■ EXERCISE OBJECTIVE:
Of the lines below, write out exactly those from the line with "a jsproxy problem" through the line with "seems like an", both included, and skip the rest.
◆ ◆ ◆ ◆
PR #1131, opened 2021-01-13
Simplify pythonexc2js and add more careful error handling

hoodmane:
I simplified the logic in `pythonexc2js` and implemented better error handling. I'm pretty sure that the original version actually always leaks the exception state because `PyErr_Fetch` takes ownership of `type`, `value`, and `traceback` but it never decref'd them. 

Another issue with the original code is that it calls `PyErr_Print()` when the error indicator is unset. The docs say that `PyErr_Print()` may cause a fatal system error if called when the error indicator is unset:
https://docs.python.org/3/c-api/exceptions.html?highlight=pyerr_print#c.PyErr_PrintEx
This is not apparently true, looking at the source code of `PyErr_Print`, there is a guard check whether the error indicator is set, if not just does nothing. (This is really what it should do, not like it costs much to be reasonable.) Anyways, because the documented behavior of `PyErr_Print` says it triggers a fatal error in this case, I figure we ought to try to avoid calling it in that condition.

In future PRs I am hoping to update the error formatting to alternate between Python and javascript stack traces as the code crosses between languages and to implement fatal error trapping.

### DIFF
--- a/src/core/python2js.c
+++ b/src/core/python2js.c
@@ -73,16 +73,11 @@ finally__skip_print_tb:
   Py_CLEAR(pylines);
   Py_CLEAR(empty);
   Py_CLEAR(pystr);
-  if (excval != NULL) {
-    // this throws an error making it pretty difficult to decref excval.
-    // hiwire_throw_error will decref it for us (so it steals a reference to its
-    // argument).
-    hiwire_throw_error(excval);
-  } else {
-    // In this case there will be an error in the calling code, calling code
-    // currently expects us to throw no matter what.
-    PySys_WriteStderr("Internal error: failed to generate exception!\n");
-  }
+  // hiwire_string_ascii never fails so excval is guaranteed not to be null at
+  // this point. This throws an error making it pretty difficult to decref
+  // excval, so hiwire_throw_error will decref it for us (in other words
+  // hiwire_throw_error steals a reference to its argument).
+  hiwire_throw_error(excval);
 }
 
 int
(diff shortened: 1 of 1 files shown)


src/core/python2js.c
```diff
@@ -11,83 +11,77 @@
...
+  FAIL_IF_NULL(pylines);
+  empty = PyUnicode_New(0, 0);
+  FAIL_IF_NULL(empty);
+  pystr = PyUnicode_Join(empty, pylines);
+  FAIL_IF_NULL(pystr);
+  const char* pystr_utf8 = PyUnicode_AsUTF8(pystr);
+  FAIL_IF_NULL(pystr_utf8);
+  PySys_WriteStderr("Python exception:\n");
+  PySys_WriteStderr("%s\n", pystr_utf8);
+  excval = _python2js_unicode(pystr);
```
dalcde, line 57: If I understand this correctly, if this line fails, then the error indicator will be set, but no error is thrown. This does not seem ideal to me. Is there any reason this is not a `FAIL_IF_NULL(excval)` and let the `!success` logic deal with it?

hoodmane: Good catch, I think that you do understand correctly and this is a logic error. Will fix!

src/core/python2js.c
```diff
@@ -11,83 +11,78 @@
...
-  if (format_exception == NULL) {
-    excval = hiwire_string_ascii("Could not get format_exception function");
+finally__skip_print_tb:
+  Py_CLEAR(type);
+  Py_CLEAR(value);
+  Py_CLEAR(traceback);
+  Py_CLEAR(pylines);
+  Py_CLEAR(empty);
+  Py_CLEAR(pystr);
+  if (excval != NULL) {
```
dalcde, line 76: I think excval is now always non-null? `hiwire_string_ascii` always succeeds

hoodmane: That's great since this function is supposed to have a "never returns" signature.

dalcde (approved):

PR #1132, opened 2021-01-13
Convert some package tests to use new test system

dalcde:
This is not exhaustive; I mostly picked the ones that can be converted reasonably programmatically.


rth (approved):
Thanks, it's much more readable indeed!

PR #463, opened 2019-06-12
Fix #461: Handle member functions in `from js import ...`

mdboom:

PR #1138, opened 2021-01-15
Move call and new to JsMethod

hoodmane:
The goal of this PR is to ensure that `JsProxy` is no longer callable, now only `JsMethod` will be callable. Many bugs were caused by differences in behavior between the `JsProxy_Call` and `JsBoundMethod_Call`. If we build a proxy of a callable javascript object, we will use the subclass `JsMethod`. This way, there is only one `Call` method and no bugs caused by divergent behaviors.

This is on top of #1126 and is required for #1126 to pass the `test_jsproxy_call_kwargs` test (the problem in #1126 is that only `JsProxy_call` supports key word arguments but the object being called is an instance of `JsBoundMethod_call`.

(Note that #463 makes similar changes to this PR and PR #1126 for similar reasons. Once this is merged, #461 and #463 can be closed.)


dalcde:
Should I merge this?

hoodmane:
Reviewing the diff just now I caught one minor mistake which I updated. If the diff looks okay to you, I think I'm happy with this. Presumably the plan is still to merge #1126 just before this?

dalcde:
yep

PR #1141, opened 2021-01-15
Correct repr in InteractiveConsole

casatir:
This should close #875.

Result representation is not satisfactory in `pyodide.console.InteractiveConsole` (and so in `console.html`). See below for an illustration.

```python
>>> 2 == 1+1  # this should be 'True' and not 'true'
true
>>> "foo"  # there should be quotes around foo
foo
>>> globals()
[object Object]
>>> {1: 2}
[object Object]
>>> 
```

Moreover, the traceback is not satisfactory as it shows the underlying evaluation pipeline.

```python
>>> 1 / 0
Python exception:
  File "/lib/python3.8/site-packages/pyodide/_base.py", line 303, in eval_code
    return CodeRunner(
  File "/lib/python3.8/site-packages/pyodide/_base.py", line 229, in run
    return eval(last_expr, self.globals, self.locals)
```

Note that #1125 accidentally introduces two bugs: errors are shown twice and syntax errors are not shown.

All this should be corrected with this PR. To achieve nice result representation, the interactive console is fully implemented in Python. This has a major drawback: we can't use `eval_code` alone, since packages should be loaded. The `InteractiveConsole`'s `runcode` method then returns a promise.

Warning: it actually does not use `eval_code` but the CPython's `code.InteractiveConsole` evaluation system. This mean the console no more reflects the `eval_code` behavior but the CPython's one. For sure we should discuss this since you may disagree. It is of course possible to internally use `eval_code` but it will require more work.

Unfortunately, I was not able to use the (great) new test system with `run_in_pyodide` since I needed to access the selenium driver to wait for async eval behavior implied by package load.


src/templates/console.html
```diff
@@ -19,74 +19,79 @@
...
+            import builtins
             import js
+            from reprlib import Repr
+            from pyodide.console import InteractiveConsole
 
 
-            class Console(console.InteractiveConsole):
+            # limiting output size to 1000 to avoid console hang
+            _repr = Repr()
+            _repr.maxdict = _repr.maxlist = _repr.maxtuple = _repr.maxset = _repr.maxfrozenset = _repr.maxdeque = _repr.maxarray = _repr.maxlong = _repr.maxstring = _repr.maxother = 10 ** 3
```
rth, line 31: I think 1000 elements might be too much, particularly for arrays represented as lists. It will still be very slow in the console.

Why not use values closer to [replib](https://docs.python.org/3/library/reprlib.html) defaults?

src/templates/console.html
```diff
@@ -19,74 +19,79 @@
...
+                        text = bytes.decode(sys.stdout.encoding, 'strict')
+                        sys.stdout.write(text)
+                sys.stdout.write("\\n")
+                builtins._ = value
+
+            sys.displayhook = displayhook
+
+
+            class PyConsole(InteractiveConsole):
+                def __init__(self):
```
rth, line 55: I think we could still put this files in `pyodide-py/pyodide/console.py` to benefit from code formatting, etc. Just making them private with a leading `_` and indicate that they are used in this file should be enough?

src/pyodide-py/pyodide/console.py
```diff
@@ -134,14 +145,34 @@ def restore_stdstreams(self):
...
+        if not self._persistent_stream_redirection:
             self.restore_stdstreams()
 
+    def runsource(self, *args, **kwargs):
+        # syntax errors are not catched at runcode level but at runsource
+        with self.stdstreams_redirections():
+            return super().runsource(*args, **kwargs)
+
+    def runcode(self, code):
+        """ Load imported packages then run code, async. """
```
rth, line 163: This and and the above method would need a more detailed description in the docstring with some motivation for their existence (that you wrote in the issue description)

src/templates/console.html
hoodmane: Another option is to compute the entire repr and test the length of the output, then only take the beginning and end of the output, I've seen this done in some places. On my screen `console.html` is 34 lines high when it's full screen and at normal zoom. If we assume 34 * 80 characters wide, then we can fit 2720 characters per screen. Maybe we are targeting around 70% of that, so limit the output to 2000 characters? 

`reprlib` can both undershoot and overshoot this. For instance the following doesn't hang the console but it does generate 42000 characters out output, so ~20 screens worth of text:
```python
r = []
for i in range(5):
   r = [r,]*8
reprlib.repr(r)
```
On the other hand, by default `reprlib` only lists the first five elements of a 1d list, which is unacceptably stingy IMO (What if you want to see the first 10 elements to find a pattern? Sure you can explicitly ask for more to be printed, but I think this would be annoying.).

Also, the current console does not limit the width of the output region to 80 characters wide. On my screen in firefox with 100% zoom the console wraps at 140 characters.

src/templates/console.html
hoodmane: Only disadvantage of that is that increases the pyodide download size even for people who don't use the code. Probably not by enough to worry about though.

hoodmane:
> Note that #1125 accidentally introduces two bugs: errors are shown twice and syntax errors are not shown.

I do not think that "errors are shown twice" should exactly be considered to be a bug introduced by changes in #1125, at least it doesn't happen because of any mistakes with #1125. In `pythonexc2js`, the current behavior is that it throws a javascript error with a Python stack trace *and* writes the error to stderr. I think this is an incorrect behavior in `pythonexc2js` that your changes in #1125 merely exposed.

src/templates/console.html
rth: Well, right now the minimal download size for pyodide is 6.5MB, compressed, this code snippet is 0.8kB compressed. So I think there lots of other things to optimize before we need to worry about it..

hoodmane: Absolutely, I realize that was a bit of a silly remark.

src/templates/console.html
rth: > Another option is to compute the entire repr and test the length of the output, then only take the beginning and end of the output

Maybe that would be easier indeed. As right if you have a list of a list of a dict, it's indeed hard to tell how long the final displayed output will be..

> Also, the current console does not limit the width of the output region to 80 characters wide. On my screen in firefox with 100% zoom the console wraps at 140 characters.

As far as I can tell the the behavior is identical to the classical Python REPL, in that the width limit is given by the window size? The only difference I see is that say when you print a very long list of str, Python REPL will not break strings in the middle, while this console will. But maybe we could look into it in a separate issue..

hoodmane: >> does not limit width
>
> maybe we could look into it in a separate issue..

Agreed.

casatir: Great, I'll do

```python
# limiting output size to REPR_LIMIT to avoid console hang
REPR_LIMIT = 1000
REPR_SPLIT = REPR_LIMIT // 4
def custom_repr(value):
    text = repr(value)
    if len(text) > REPR_LIMIT:
        text = f"{text[:REPR_SPLIT]}...{text[-REPR_SPLIT:]}"
    return text
```

This will avoid `repr` longer than 1000 and replace them by 503 character-long representation. Fill free to comment on the value I choose for `REPR_LIMIT` and `REPR_SPLIT`.

casatir:
Recent commits addresses:
 - banner issue from [this comment](https://github.com/iodide-project/pyodide/pull/1125#discussion_r558493515)
 - Docstrings from @rth review
 - support for multi-line pasting
 - size-limiting system integrated to `console.py`

̀`console.html` seems sufficiently small to be kept here and illustrate the simplicity of integrating a Pyodide console in an html page if users look at the code. WDYT?

I'll investigate the testing fail... it passes on my machine when run inside docker and after a complete rebuilt with up to date upstream base...

hoodmane:
> I'll investigate the testing fail... it passes on my machine when run inside docker and after a complete rebuilt with up to date upstream base...

I think it could help to make a promise for the repl to be completed / in "ready state" and await on the promise between `shell.push` and looking at the result. This would help to distinguish between the website crashing in the test for some reason, or other sorts of timeouts versus just making a mistake in the result of the test.

hoodmane:
Also, I think it would be good to add some multiline tests like:
```python
def f(x):
   return x*x + 1
[f(x) for x in range(10)]
```

src/templates/console.html
hoodmane: Those look like reasonable values, though I think I'd set `REPR_SPLIT = REPR_LIMIT//2`? That way if it is 1010 characters it gets reduced to 1000 ish characters, it seems a little weird that if the output is 1000 characters the output is 1000 characters long but with 1001 characters it gets reduced to 500 ish characters.

It might also be good to do something like:

`text = f"{text[:REPR_SPLIT]}\n<<<<Long repl output truncated>>>>\n{text[-REPR_SPLIT:]}"` or something like that to make it a little to tell that the output has been truncated. Otherwise, the `...` will just appear in some random spot in the screen and probably not be all that noticeable. (If it's possible to make `<<<<Long repl output truncated>>>>` or whatever exactly it says a different color I think that'd be even better.)

casatir:
> I think it could help to make a promise for the repl to be completed / in "ready state" and await on the promise between shell.push and looking at the result. This would help to distinguish between the website crashing in the test for some reason, or other sorts of timeouts versus just making a mistake in the result of the test.

This is exactly what I am looking for. The promise already exists, it's `shell.run_complete`, but how do you await for a JS promise in the outer Python testing context?

> Also, I think it would be good to add some multiline tests

I'll add some.

src/templates/console.html
casatir: > it seems a little weird that if the output is 1000 characters the output is 1000 characters long but with 1001 characters it gets reduced to 500 ish characters.

That's what `numpy` do. I get full output for `np.array(range(1000))` and

```python
>>> np.array(range(1001))
array([   0,    1,    2, ...,  998,  999, 1000])
```

but I'm OK with what you say.

> It might also be good to do something like:

I'll try to add something like that.

casatir:
I think I have something for the test failure. Packages are not available at the time of core tests right? This is why it fails when importing `numpy`... Any idea for a workaround to test non-core package load?

dalcde:
On Fri, Jan 15, 2021 at 05:26:13PM -0800, casatir wrote:
>I think I have something for the test failure. Packages are not available at the time of core tests right? This is why it fails when importing `numpy`... Any idea for a workaround to test non-core package load?

Some packages are available at the time of core tests, explicitly for
the purposes of such testing. These are micropip, distlib, pyparsing,
pytz, packaging and kiwisolver.

casatir:
Great! Thanks @dalcde!

hoodmane:
@dalcde I'm pretty sure you also know the answer to another question @casatir asked:

>  how do you await for a JS promise in the outer Python testing context?

dalcde:
selenium has an `execute_async_script` function, which runs a javascript snippet and blocks until a callback is called. For example, to evaluate a promise, you can do
```
selenium.driver.execute_async_script("""
let cb = arguments[arguments.length - 1]; // This is where you find the callback function
promise.then(cb)
""")
```

casatir:
Another big thank to @dalcde. Recent commits addresses:

 - long result splitting suggestions by @hoodmane 
 - test failure
 - more tests
 - merge into master

src/pyodide-py/pyodide/console.py
```diff
@@ -1,8 +1,40 @@
...
+# this import can fail when we are outside a browser (e.g. for tests)
+try:
+    import js
+
+    dummy_promise = js.Promise.resolve()
+    load_packages_from_imports = js.pyodide.loadPackagesFromImports
+
+except ImportError:
+
+    class FakePromise:
```
rth, line 18: This doesn't need to be part of Public API? If so let's rename it,
```suggestion
    class _FakePromise:
```

src/pyodide-py/pyodide/console.py
```diff
@@ -1,8 +1,40 @@
...
+
+        def __init__(self, args=None):
+            self.args = (args,) if args is not None else ()
+
+        def then(self, func, *args):
+            return FakePromise(func(*self.args))
+
+    dummy_promise = FakePromise()
+
+    def load_packages_from_imports(*args):
```
rth, line 36: Same I'm not sure if this needs to be public for now, otherwise,
```suggestion
    def _load_packages_from_imports(*args):
```

src/pyodide-py/pyodide/console.py
```diff
@@ -150,4 +218,49 @@ def banner(self):
...
+    """A displayhook with custom `repr` function.
+
+    It is intendend to overload `sys.displayhook`. Note that monkeypatch
+    `builtins.repr` does not work in `sys.displayhook`. The pointer to
+    `repr` seems hardcoded in default `sys.displayhook` version
+    (which is written in C)."""
+    # from https://docs.python.org/3/library/sys.html#sys.displayhook
+    if value is None:
+        return
+    builtins._ = None  # type: ignore
```
rth, line 254: This needs an inline comment on why we need it.

src/pyodide-py/pyodide/console.py
```diff
@@ -150,4 +218,49 @@ def banner(self):
...
+    text = repr(value)
+    try:
+        sys.stdout.write(text)
+    except UnicodeEncodeError:
+        bytes = text.encode(sys.stdout.encoding, "backslashreplace")
+        if hasattr(sys.stdout, "buffer"):
```
rth, line 260: Maybe we could add an inline comment in which cases `sys.stdout` would have or not have a `buffer`.

src/pyodide-py/pyodide/console.py
```diff
@@ -150,4 +218,49 @@ def banner(self):
         """ A banner similar to the one printed by the real Python interpreter. """
         # copyied from https://github.com/python/cpython/blob/799f8489d418b7f9207d333eac38214931bd7dcc/Lib/code.py#L214
         cprt = 'Type "help", "copyright", "credits" or "license" for more information.'
-        return f"Python {platform.python_version()} {platform.python_build()} on WebAssembly VM\n{cprt}"
+        version = platform.python_version()
+        build = f"({', '.join(platform.python_build())})"
+        return f"Python {version} {build} on WebAssembly VM\n{cprt}"
+
+
+def repr_abreviate(
```
rth, line 226: I think `abreviate`might not be the best term. Maybe either `repr_shorten` (there is a https://docs.python.org/3.4/library/textwrap.html#textwrap.shorten which is very similar) or `repr_truncate` ?

rth (commented):
Thanks! Generally LGTM, but I think we need to be more careful about the separation of public and private API for Python classes/functions (also in other unrelated PRs).
 - public functions (without leading `_` in the name), should have a docstring (even if it's an import from `js`), be added to the documentation list in  https://github.com/iodide-project/pyodide/blob/master/docs/api_reference.md#python-api, and be in `__all__`. For any non backward change we would have to add a 'breaking change' changelog entry.
So that's why by default it might be better to have objects private (with a leading `_`) unless the use case for the users is very strong and we make some commitments that we won't change the function in a backward compatible way in the near future. Users can still use private functions, it just means that "this may change in the future version without warnings".

In the case of the console module, I think it might be good to have
 - Private: `_dummy_promise`, `_FakePromise`, `_load_packages_from_imports` (we might make it public at some point, but it would need docstrings and maybe let's not do it in this PR), `_StdStream`,  `_CallbackBuffer`
 -  Public: `InteractiveConsole, `repr_abreviate` (or the other name we give it cf my comment below), `displayhook` (it would be useful for it to be public, right?)

src/tests/test_console.py
```diff
@@ -94,3 +99,84 @@ def stderr_callback(string):
...
+
+
+def test_repr(safe_sys_redirections):
+    assert len(console.repr_abreviate("x" * 10 ** 5, 100)) <= 110
+
+    sys.stdout = io.StringIO()
+    console.displayhook([0] * 100, lambda v: console.repr_abreviate(v, 100))
+    assert len(sys.stdout.getvalue()) <= 110
+
+
```
rth, line 121: It would be good to add tests not using pyodide for `repr_abreviate` (or the other name we give it). In particular, with a small `limit` (say around 10) checking the output is correct for odd and even combination of input lenght and limit values.

src/pyodide-py/pyodide/console.py
casatir: You're right. I'll make it private.

src/pyodide-py/pyodide/console.py
casatir: OK.

src/pyodide-py/pyodide/console.py
casatir: `repr_shorten` looks good to me.

src/pyodide-py/pyodide/console.py
casatir: You mean a comment on why we need displayhook? In the docstring?

casatir:
Thanks @rth for the review. I agree with your comments and added modifications you suggested. Can you precise the comment you are looking for in `displayhook`?

casatir:
>Warning: it actually does not use eval_code but the CPython's code.InteractiveConsole evaluation system. This mean the console no more reflects the eval_code behavior but the CPython's one. For sure we should discuss this since you may disagree. It is of course possible to internally use eval_code but it will require more work.

What about this? Is it something you want to be addressed in another PR? In this one? Or is this behavior OK for you guys?

hoodmane:
> Warning: it actually does not use eval_code but the CPython's code.InteractiveConsole evaluation system. This mean the console no more reflects the eval_code behavior but the CPython's one. For sure we should discuss this since you may disagree. It is of course possible to internally use eval_code but it will require more work.

In this case the behavior is more important than the implementation. If you think that the `InteractiveConsole` behavior is satisfactory, I think it's probably fine to use it. No reason you have to use the same entrypoint for the console as we defined for general purpose use.

casatir:
> In this case the behavior is more important than the implementation. If you think that the InteractiveConsole behavior is satisfactory, I think it's probably fine to use it. No reason you have to use the same entrypoint for the console as we defined for general purpose use.

Totally agree with this. This is the way I see it. But if you want to use `console.html` for testing (as a dev tool, as we already discuss), it might disturb if the REPL engine is not our general purpose entry point.

`InteractiveConsole` behavior is satisfactory to me as it is really close to the CPython's REPL.

It still lacks completion (another PR) and I am fighting with trailing newlines in JQuery terminal but can't get satisfaction with `echo_newline.js` as advertised [here](https://terminal.jcubic.pl/api_reference.php#echo) and [there](https://stackoverflow.com/questions/57289511/jquery-terminal-how-to-echo-without-line-break/57715395#57715395).

hoodmane:
For debugging, the main important thing is to be able to read logging messages, so I care mainly about stdout / stderr redirection. If I don't like the execution behavior, I can just use `runPython` from the console.

src/pyodide-py/pyodide/console.py
rth: No I mean why we need to manually change `builtins._` here and the end of the function. Adding an inline comment in the code would help the reader...

casatir: OK. I'll so this.

src/pyodide-py/pyodide/console.py
casatir: It should not happen with our `_StdStream` but the user can overload them.

casatir:
`console.html` now have correct `sys.stdout` behavior regarding the newline issue added by JQuery terminal. The issue is still present on `sys.stderr` but I think it's not really an issue. This kind of examples now works correctly.

```python
>>> for c in 'foo':
...     print(c, end='', flush=True)
... 
foo>>> 
 ```

**Comment by casatir** [comment]
In CPython's REPL,

```python
>>> for c in 'foo':
...     print(c, end='')
... 
foo>>> 
```

In our `console.html`:

```python
>>> for c in 'foo':
...     print(c, end='')
... 
>>> 
```

(look at the 'foo' not displayed) My investigations shows that the flush is triggered by the `input` prompt. This is why it is not triggered in our case since we don't use `input`. I corrected this by forcing flush after each computation.

rth (approved):

PR #1142, opened 2021-01-16
Fine tuning of error_handling debug tools

hoodmane:
I fixed a typo in `EM_JS_REF` and `EM_JS_NUM`: namely `LOG_EM_JS_ERROR(func_name, err);` ==> `LOG_EM_JS_ERROR(func_name, e);`

Also added an extra function `log_error_obj` which takes a `JsRef` and does `console.error(jsobj)`, useful for debugging.

### DIFF
--- a/src/core/error_handling.h
+++ b/src/core/error_handling.h
@@ -15,6 +15,8 @@ error_handling_init();
 errcode
 log_error(char* msg);
 
+// Right now this is dead code (probably), please don't remove it.
+// Intended for debugging purposes.
 errcode
 log_error_obj(JsRef obj);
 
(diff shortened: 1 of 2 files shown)


src/core/error_handling.h
```diff
@@ -7,13 +7,17 @@
...
 typedef int errcode;
+#include "hiwire.h"
 
 int
 error_handling_init();
 
 errcode
 log_error(char* msg);
 
+errcode
```
dalcde, line 18: Can you add a comment indicating that this is supposed to be not used in any existing code?

hoodmane: You mean like something like "This is a debug tool, it's probably dead code but please don't remove it"?

dalcde: Yeah. Explain that it is intentionally dead, not accidentally dea.

hoodmane: Okay, will do.

dalcde (approved):

PR #1143, opened 2021-01-16
TST: Combine run_js_async and run_js

dalcde:
run_js_async works just as well for synchronous code, and the code is mostly duplicated.

### DIFF
--- a/conftest.py
+++ b/conftest.py
@@ -81,7 +81,7 @@ class SeleniumWrapper:
             )
         self.driver.get(f"http://{server_hostname}:{server_port}/test.html")
         self.run_js("Error.stackTraceLimit = Infinity")
-        self.run_js_async("await languagePluginLoader")
+        self.run_js("await languagePluginLoader")
 
     @property
     def logs(self):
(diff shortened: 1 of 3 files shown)


dalcde:
@hoodmane do you mind giving the failed test in the first commit (and the fix in the second) a quick look? I think it is a selenium problem rather than a jsproxy problem

hoodmane:
I looked at the test failure, don't really know what to make of it since I haven't see that test ever come up as the simplest failure. It's failing to import `window.ImageData` even though in other tests it successfully imported all sorts of stuff `from js` elsewhere, that particular behavior has lots of test coverage. So probably as you say it's some sporadic failure in selenium?

Note that here again there is a stack trace that looks useful but it got truncated:
`"message":"Error: Accessing TypedArray data over Xrays is ...se@chrome://marionette/content/listener.js:697:26\\ndispatch/</<@chrome://marionette/content/listener.js:533:31\\n"`

hoodmane:
Actually, "Xrays" seems like an unusual term in that stack trace. Googling "Accessing TypedArray data over Xrays" shows that the full message is:

"Error: Accessing TypedArray data over Xrays is slow, and forbidden in order to encourage performant code. To copy TypedArrays across origin boundaries, consider using Components.utils.cloneInto()."

dalcde:
On Fri, Jan 15, 2021 at 06:46:47PM -0800, Hood Chatham wrote:
>I looked at the test failure, don't really know what to make of it since I haven't see that test ever come up as the simplest failure. It's failing to import `window.ImageData` even though in other tests it successfully imported all sorts of stuff `from js` elsewhere, that particular behavior has lots of test coverage. So probably as you say it's some sporadic failure in selenium?
>
>Note that here again there is a stack trace that looks useful but it got truncated:
>`"message":"Error: Accessing TypedArray data over Xrays is ...se@chrome://marionette/content/listener.js:697:26\\ndispatch/</<@chrome://marionette/content/listener.js:533:31\\n"`

I'm fairly sure it is not sporadic. I'd reckon it's got to do with
passing the ImageData object from pyodide to javascript back to
selenium's python.

hoodmane:
Yeah issues like that cause a lot of issues in the tests. Maybe it would be a good idea to update `selenium.run` to defensively throw away things that look like they won't serialize correctly? That's been creating problems for me on #1098, maybe this is a related bug.

hoodmane:
Certainly the tests failing on #1098 would be fixed by throwing away the result.

rth (approved):
Thanks!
◆ ◆ ◆ ◆
■ RESULT FOR THIS EXERCISE:
@hoodmane do you mind giving the failed test in the first commit (and the fix in the second) a quick look? I think it is a selenium problem rather than a jsproxy problem

hoodmane:
I looked at the test failure, don't really know what to make of it since I haven't see that test ever come up as the simplest failure. It's failing to import `window.ImageData` even though in other tests it successfully imported all sorts of stuff `from js` elsewhere, that particular behavior has lots of test coverage. So probably as you say it's some sporadic failure in selenium?

Note that here again there is a stack trace that looks useful but it got truncated:
`"message":"Error: Accessing TypedArray data over Xrays is ...se@chrome://marionette/content/listener.js:697:26\\ndispatch/</<@chrome://marionette/content/listener.js:533:31\\n"`

hoodmane:
Actually, "Xrays" seems like an unusual term in that stack trace. Googling "Accessing TypedArray data over Xrays" shows that the full message is:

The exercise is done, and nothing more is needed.